**WHAT TO DO**
Check every line below for the string "only". Copy the ones that have it.

**RECORDS SHOWN**
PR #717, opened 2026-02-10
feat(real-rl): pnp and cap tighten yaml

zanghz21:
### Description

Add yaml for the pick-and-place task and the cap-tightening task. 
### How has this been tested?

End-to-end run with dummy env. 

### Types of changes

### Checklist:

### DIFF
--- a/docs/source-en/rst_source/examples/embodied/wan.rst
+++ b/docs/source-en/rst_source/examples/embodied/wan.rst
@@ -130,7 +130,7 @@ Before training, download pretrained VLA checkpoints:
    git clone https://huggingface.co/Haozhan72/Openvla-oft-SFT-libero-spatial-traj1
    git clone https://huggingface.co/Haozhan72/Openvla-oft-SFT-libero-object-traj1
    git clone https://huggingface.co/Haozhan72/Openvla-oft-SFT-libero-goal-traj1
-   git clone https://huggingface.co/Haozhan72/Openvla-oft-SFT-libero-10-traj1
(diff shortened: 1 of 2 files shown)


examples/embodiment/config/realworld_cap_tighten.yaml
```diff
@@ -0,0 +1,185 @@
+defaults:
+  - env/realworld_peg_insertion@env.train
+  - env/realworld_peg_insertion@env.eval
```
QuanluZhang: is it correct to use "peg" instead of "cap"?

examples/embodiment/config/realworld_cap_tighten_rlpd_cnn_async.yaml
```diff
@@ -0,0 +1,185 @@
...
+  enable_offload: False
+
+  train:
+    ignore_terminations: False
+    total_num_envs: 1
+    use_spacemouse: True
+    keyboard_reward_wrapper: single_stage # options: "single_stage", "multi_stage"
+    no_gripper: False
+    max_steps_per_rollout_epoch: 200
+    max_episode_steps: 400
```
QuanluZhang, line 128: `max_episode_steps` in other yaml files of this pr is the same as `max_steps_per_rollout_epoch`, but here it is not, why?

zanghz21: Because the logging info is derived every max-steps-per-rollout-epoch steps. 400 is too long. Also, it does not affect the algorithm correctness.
==
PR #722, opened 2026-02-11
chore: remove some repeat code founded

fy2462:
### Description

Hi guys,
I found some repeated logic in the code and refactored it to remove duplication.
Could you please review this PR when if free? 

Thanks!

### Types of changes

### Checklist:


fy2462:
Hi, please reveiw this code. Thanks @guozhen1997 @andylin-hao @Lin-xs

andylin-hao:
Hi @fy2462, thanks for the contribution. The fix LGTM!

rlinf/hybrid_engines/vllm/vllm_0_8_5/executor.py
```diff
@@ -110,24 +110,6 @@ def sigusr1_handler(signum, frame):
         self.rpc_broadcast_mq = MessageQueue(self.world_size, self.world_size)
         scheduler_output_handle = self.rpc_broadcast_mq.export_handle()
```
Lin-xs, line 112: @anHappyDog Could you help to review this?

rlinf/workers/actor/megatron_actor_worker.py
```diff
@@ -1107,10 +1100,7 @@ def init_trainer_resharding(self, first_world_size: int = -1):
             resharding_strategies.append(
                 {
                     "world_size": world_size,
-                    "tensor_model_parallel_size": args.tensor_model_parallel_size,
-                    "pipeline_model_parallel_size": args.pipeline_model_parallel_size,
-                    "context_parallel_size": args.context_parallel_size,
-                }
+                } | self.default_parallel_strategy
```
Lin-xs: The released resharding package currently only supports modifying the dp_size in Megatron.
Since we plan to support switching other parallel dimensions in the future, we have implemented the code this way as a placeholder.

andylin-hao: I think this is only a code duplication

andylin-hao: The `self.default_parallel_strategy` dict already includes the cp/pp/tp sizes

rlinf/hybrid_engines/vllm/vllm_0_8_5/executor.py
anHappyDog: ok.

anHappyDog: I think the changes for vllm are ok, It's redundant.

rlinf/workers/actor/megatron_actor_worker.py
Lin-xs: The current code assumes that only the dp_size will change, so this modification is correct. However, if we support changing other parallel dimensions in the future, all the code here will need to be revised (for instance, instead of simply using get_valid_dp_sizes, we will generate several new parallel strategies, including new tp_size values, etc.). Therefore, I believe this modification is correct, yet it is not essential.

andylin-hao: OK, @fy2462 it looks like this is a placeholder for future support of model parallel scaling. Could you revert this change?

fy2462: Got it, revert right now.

**REPLY**
Lin-xs: The released resharding package currently only supports modifying the dp_size in Megatron.
andylin-hao: I think this is only a code duplication
Lin-xs: The current code assumes that only the dp_size will change, so this modification is correct. However, if we support changing other parallel dimensions in the future, all the code here will need to be revised (for instance, instead of simply using get_valid_dp_sizes, we will generate several new parallel strategies, including new tp_size values, etc.). Therefore, I believe this modification is correct, yet it is not essential.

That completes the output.